How to complete this task: Each line below should be written out again exactly.
----------
PR #856, opened 2023-08-29
Fix schema name that has end with space for redoc ui and elements ui

duchuyvp:
I strip `component_id` before register a new schema when to prevent its name has some bad space, generated spec has schama name that end with space like 'Schema name ' doesn't work with `redoc` ui (by ReDoc) and `elements` ui (by Stoplight)

### DIFF
--- a/AUTHORS.rst
+++ b/AUTHORS.rst
@@ -78,3 +78,4 @@ Contributors (chronological)
 - Mounier Florian `@paradoxxxzero <https://github.com/paradoxxxzero>`_
 - Renato Damas `@codectl <https://github.com/codectl>`_
 - Tayler Sokalski `@tsokalski <https://github.com/tsokalski>`_
+- Luna Lovegood `@duchuyvp <https://github.com/duchuyvp>`_
--- a/CHANGELOG.rst
+++ b/CHANGELOG.rst
@@ -9,6 +9,8 @@ Features:
 - ``MarshmallowPlugin``: Support different datetime formats
   for ``marshmallow.fields.DateTime`` fields (:issue:`814`).
   Thanks :user:`TheBigRoomXXL` for the suggestion and PR.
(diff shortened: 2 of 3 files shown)


lafrech:
AFAIU, the space in the schema name a user error that may be a bit tricky to spot but that should be easily fixed.

I may be convinced otherwise but I don't think apispec should engage in this. We can't workaround all typos.

duchuyvp:
You have point out that maybe it's a user error, I did try named a schema like "Pet In Schema" and the error occur, cause after remove postfix "Schema" in that name, it's stay "Pet In " and this does not look like user error or typo. Even I can simply fix this by replace the name with "Pet In" or "Pet InSchema" but the second way may looks like typo error.

lafrech:
Good point. We could improve the schema name generator to strip spaces there.

How do you create the schema?

Schemas are generally created as classes so you can't have spaces in their names.

```py
class PetSchema(Schema):
    ...
```

duchuyvp:
Sorry about delay. 

I used `from_dict` to generate schema.

```python
from marshmallow.fields import String

pet_schema = Schema.from_dict({"name": String()}, name="Pet In Schema")
```

lafrech:
OK. 

Users probably shouldn't give names with spaces in the first place but since it is not forbidden, I have no objection to stripping the generated name in the default name resolver: https://github.com/marshmallow-code/apispec/blob/cb90ed2931a5450a652fb32c34f082730d2f2dd1/src/apispec/ext/marshmallow/__init__.py#L87-L93.

duchuyvp:
Thanks for your consider. Would the branch be merge?

duchuyvp:
pre-commit.ci run

sloria:
Made some minor fixups so it's ready to merge. Thanks for the PR!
----------
Answer space:
PR #856, opened 2023-08-29
Fix schema name that has end with space for redoc ui and elements ui

duchuyvp:
I strip `component_id` before register a new schema when to prevent its name has some bad space, generated spec has schama name that end with space like 'Schema name ' doesn't work with `redoc` ui (by ReDoc) and `elements` ui (by Stoplight)

### DIFF
--- a/AUTHORS.rst
+++ b/AUTHORS.rst
@@ -78,3 +78,4 @@ Contributors (chronological)
 - Mounier Florian `@paradoxxxzero <https://github.com/paradoxxxzero>`_
 - Renato Damas `@codectl <https://github.com/codectl>`_
 - Tayler Sokalski `@tsokalski <https://github.com/tsokalski>`_
+- Luna Lovegood `@duchuyvp <https://github.com/duchuyvp>`_
--- a/CHANGELOG.rst
+++ b/CHANGELOG.rst
@@ -9,6 +9,8 @@ Features:
 - ``MarshmallowPlugin``: Support different datetime formats
   for ``marshmallow.fields.DateTime`` fields (:issue:`814`).
   Thanks :user:`TheBigRoomXXL` for the suggestion and PR.
(diff shortened: 2 of 3 files shown)


lafrech:
AFAIU, the space in the schema name a user error that may be a bit tricky to spot but that should be easily fixed.

I may be convinced otherwise but I don't think apispec should engage in this. We can't workaround all typos.

duchuyvp:
You have point out that maybe it's a user error, I did try named a schema like "Pet In Schema" and the error occur, cause after remove postfix "Schema" in that name, it's stay "Pet In " and this does not look like user error or typo. Even I can simply fix this by replace the name with "Pet In" or "Pet InSchema" but the second way may looks like typo error.

lafrech:
Good point. We could improve the schema name generator to strip spaces there.

How do you create the schema?

Schemas are generally created as classes so you can't have spaces in their names.

```py
class PetSchema(Schema):
    ...
```

duchuyvp:
Sorry about delay. 

I used `from_dict` to generate schema.

```python
from marshmallow.fields import String

pet_schema = Schema.from_dict({"name": String()}, name="Pet In Schema")
```

lafrech:
OK. 

Users probably shouldn't give names with spaces in the first place but since it is not forbidden, I have no objection to stripping the generated name in the default name resolver: https://github.com/marshmallow-code/apispec/blob/cb90ed2931a5450a652fb32c34f082730d2f2dd1/src/apispec/ext/marshmallow/__init__.py#L87-L93.

duchuyvp:
Thanks for your consider. Would the branch be merge?

duchuyvp:
pre-commit.ci run

sloria:
Made some minor fixups so it's ready to merge. Thanks for the PR!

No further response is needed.